Грета расхохоталась.

– Ты что же, считаешь, я на мешках с золотом сижу? Он здесь в гостях, просто захотел спеть. – Грета немного замялась, но все же выпалила: – Но ты на него даже не гляди, он должен быть моим.

Я улыбнулась. Когда Грета развелась с мужем, она заявила, что больше не желает иметь ничего общего с мужчинами. Очевидно, она изменила мнение. Я оглядела мужчину с гитарой. Слегка вьющиеся волосы, собранные в пучок, кожа медового оттенка. Музыкальные пальцы нежно перебирали струны гитары.

Я всегда тащилась от музыкантов – отчасти именно поэтому я влюбилась в Брайана, отца Винсента. Иногда я размышляю над этим, пытаясь понять, полюбила ли я его самого или его музыку. А может быть, для меня они были неразделимы. Но Брайан был щенком, юнцом на пороге взрослой жизни, который не имел ни малейшего желания связывать себя какими‑то узами.

Самир произвел на меня совершенно противоположное впечатление.

Он старше – это было ясно даже на расстоянии, – щеки немного впалые, волосы – редеющие и у висков уже тронутые сединой. Под тонкой кожей на руках белели костяшки пальцев.

Когда он сделал перерыв, я подошла к нему и протянула бокал вина. Мы чокнулись, и он представился – Самир Фоукара. Он хорошо говорил по‑шведски, с чарующим французским акцентом. Вопросов задавал множество. Кем я работаю, что люблю есть, как предпочитаю спать, на спине или на животе, и согласна ли я, что в Швеции красивее всего зимой, когда солнце не показывается из‑за горизонта, а травы и деревья спят под снегом. Да, именно так и сказал – травы и деревья спят под снегом. Устоять было невозможно, и мне кажется, он об этом прекрасно знал. Я думаю, он догадался, какой эффект произвели на меня его пение, французский прононс и эти маленькие поэтические зарисовки. Когда он узнал, что я немного говорю по‑французски, то принялся тут и там перемежать речь французскими словами.

– Знаешь, au debut[2], Швеция показаться мне чертовски скучный. Люди здесь… с ними сложно, tu sais[3], найти контакт. А потом я понять, что все вы просто timide – застенчивый.

Я засмеялась над ним и вместе с ним. Опустошила свой бокал, а потом и еще один.

– Идем, – сказал он. – Прогуляемся. Будем купаться по‑шведски.

Была ранняя осень, а дом Греты – единственный многоквартирный на всем Королевском Мысе – стоял у самого моря.

– Ты серьезно?

Он схватил меня за руку и, не дожидаясь ответа, с впечатляющей решимостью потянул к выходу, лавируя между моими захмелевшими друзьями.

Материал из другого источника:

PR #3729, opened 2020-03-24
Simplify pull request template

esoergel:
I took a look at the 50 most recent PRs.  None included anything in the "ADDITIONAL INFORMATION" section.  Three included a "COMPONENT NAME", but that name was also in the PR title.  Where "ISSUE TYPE" was filled out, it was only ever "Change Pull Request" (not especially useful information).  "ENVIRONMENTS AFFECTED" was usually filled out, and that does seem useful to have.

Removing the rest of this since it's an annoyance everytime I make a new PR.

-------

##### ISSUE TYPE

- Change Pull Request
- Bugfix Pull Request
- Docs Pull Request
- Feature Pull Request
- Downtime Pull Request

 

##### ADDITIONAL INFORMATION

```paste below

```

* Before
```paste below

```

* After
```paste below

```

### DIFF
--- a/.github/PULL_REQUEST_TEMPLATE.md
+++ b/.github/PULL_REQUEST_TEMPLATE.md
@@ -1,6 +1,4 @@
 <!--- Provide a link to the ticket or document which prompted this change -->
 
-##### SUMMARY
-
 ##### ENVIRONMENTS AFFECTED
 <!--- list which environments are affected by this change or None if this doesn't change any environment files -->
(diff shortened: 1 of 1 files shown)


.github/PULL_REQUEST_TEMPLATE.md
```diff
@@ -1,40 +1,6 @@
-##### SUMMARY
-<!--- Describe the change below, including rationale and design decisions -->
+<!--- Provide a link to the ticket or document which prompted this change -->
```
calellowitz: Nit: I think if summary is not the first line in this template, people are like to put their description above it. I am neutral as to whether we even need that heading, but if we have it I think it should be first, and the comments/instructions about what to put there should be beneath it

esoergel: :+1: I just removed it.
(was copying from what commcare-hq does, but I agree that the heading doesn't really add anything)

Когда мы оказались в прихожей, он обернулся:

– Нам понадобится обувь, нет?

Я захихикала. Я ведь преподавала шведский, и такая формулировка, в которой одновременно были и вопрос, и утверждение, звучала для меня очень забавно.


[1] Программа проживания молодых людей в чужой стране в приемной семье, где они выполняют определенную работу – чаще всего занимаются воспитанием детей, – а в качестве компенсации получают питание, помещение для проживания и деньги на расходы, а также возможность выучить язык на курсах.

 

[2] Вначале (франц.).

 

[3] Знаешь (франц.).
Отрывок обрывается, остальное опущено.